WHAT TO PRODUCE
In the entries that follow, the line with "ndevenish: That said" opens the range and the line with "ocefpaf: > I" closes it; repeat that range exactly, both lines included.

MATERIAL SHOWN
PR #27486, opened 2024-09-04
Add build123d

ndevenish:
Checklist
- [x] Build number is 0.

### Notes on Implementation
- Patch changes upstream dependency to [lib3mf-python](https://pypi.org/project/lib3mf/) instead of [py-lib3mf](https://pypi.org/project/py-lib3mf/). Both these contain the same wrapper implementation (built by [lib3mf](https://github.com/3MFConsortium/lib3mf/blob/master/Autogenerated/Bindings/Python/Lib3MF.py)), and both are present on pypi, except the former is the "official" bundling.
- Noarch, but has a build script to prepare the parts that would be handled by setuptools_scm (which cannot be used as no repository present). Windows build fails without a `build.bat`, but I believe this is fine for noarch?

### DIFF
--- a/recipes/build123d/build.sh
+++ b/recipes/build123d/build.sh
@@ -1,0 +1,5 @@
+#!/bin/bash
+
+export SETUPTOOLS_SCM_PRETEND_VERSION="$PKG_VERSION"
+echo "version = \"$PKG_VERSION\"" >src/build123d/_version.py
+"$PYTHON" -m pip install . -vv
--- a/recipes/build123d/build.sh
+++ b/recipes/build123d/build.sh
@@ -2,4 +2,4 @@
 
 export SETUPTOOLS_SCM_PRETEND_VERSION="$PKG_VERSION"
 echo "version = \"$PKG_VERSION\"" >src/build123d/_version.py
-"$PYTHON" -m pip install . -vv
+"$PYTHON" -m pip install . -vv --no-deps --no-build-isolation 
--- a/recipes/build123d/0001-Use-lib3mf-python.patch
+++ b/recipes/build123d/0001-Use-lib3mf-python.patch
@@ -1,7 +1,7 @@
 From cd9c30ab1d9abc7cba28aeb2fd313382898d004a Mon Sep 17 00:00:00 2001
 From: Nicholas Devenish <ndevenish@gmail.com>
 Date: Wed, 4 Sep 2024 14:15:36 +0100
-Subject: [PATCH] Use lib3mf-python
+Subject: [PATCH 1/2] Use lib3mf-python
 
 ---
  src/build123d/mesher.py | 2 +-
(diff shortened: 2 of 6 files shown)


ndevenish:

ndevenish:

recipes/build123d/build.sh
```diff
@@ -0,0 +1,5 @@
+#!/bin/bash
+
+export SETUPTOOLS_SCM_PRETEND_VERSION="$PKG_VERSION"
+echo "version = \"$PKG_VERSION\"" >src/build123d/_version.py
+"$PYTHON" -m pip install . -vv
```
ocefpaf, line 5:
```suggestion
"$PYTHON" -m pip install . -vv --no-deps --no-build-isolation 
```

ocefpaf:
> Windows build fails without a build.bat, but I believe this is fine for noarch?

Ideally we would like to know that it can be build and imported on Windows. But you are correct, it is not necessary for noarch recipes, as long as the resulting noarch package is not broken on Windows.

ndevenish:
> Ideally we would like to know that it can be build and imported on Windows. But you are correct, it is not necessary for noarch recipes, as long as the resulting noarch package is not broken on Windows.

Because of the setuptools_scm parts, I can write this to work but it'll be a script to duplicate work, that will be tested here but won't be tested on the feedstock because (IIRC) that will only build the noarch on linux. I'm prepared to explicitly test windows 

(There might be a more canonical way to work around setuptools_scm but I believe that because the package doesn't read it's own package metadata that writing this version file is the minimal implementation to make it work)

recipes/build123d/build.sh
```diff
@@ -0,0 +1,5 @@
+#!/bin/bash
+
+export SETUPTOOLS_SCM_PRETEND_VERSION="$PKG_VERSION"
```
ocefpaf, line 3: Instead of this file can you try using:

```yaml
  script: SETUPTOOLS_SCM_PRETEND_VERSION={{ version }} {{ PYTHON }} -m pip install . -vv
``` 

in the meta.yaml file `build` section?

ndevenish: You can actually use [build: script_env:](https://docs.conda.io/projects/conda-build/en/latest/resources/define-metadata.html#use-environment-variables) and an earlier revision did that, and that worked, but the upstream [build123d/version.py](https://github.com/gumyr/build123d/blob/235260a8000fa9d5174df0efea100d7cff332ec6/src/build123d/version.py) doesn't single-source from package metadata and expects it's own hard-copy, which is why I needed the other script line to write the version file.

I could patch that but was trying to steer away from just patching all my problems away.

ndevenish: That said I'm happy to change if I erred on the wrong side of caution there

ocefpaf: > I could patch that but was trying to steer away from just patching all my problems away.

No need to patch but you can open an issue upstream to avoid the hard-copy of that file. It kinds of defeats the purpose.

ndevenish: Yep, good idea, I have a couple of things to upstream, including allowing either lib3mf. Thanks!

ANSWER BOX
ndevenish: That said I'm happy to change if I erred on the wrong side of caution there

ocefpaf: > I could patch that but was trying to steer away from just patching all my problems away.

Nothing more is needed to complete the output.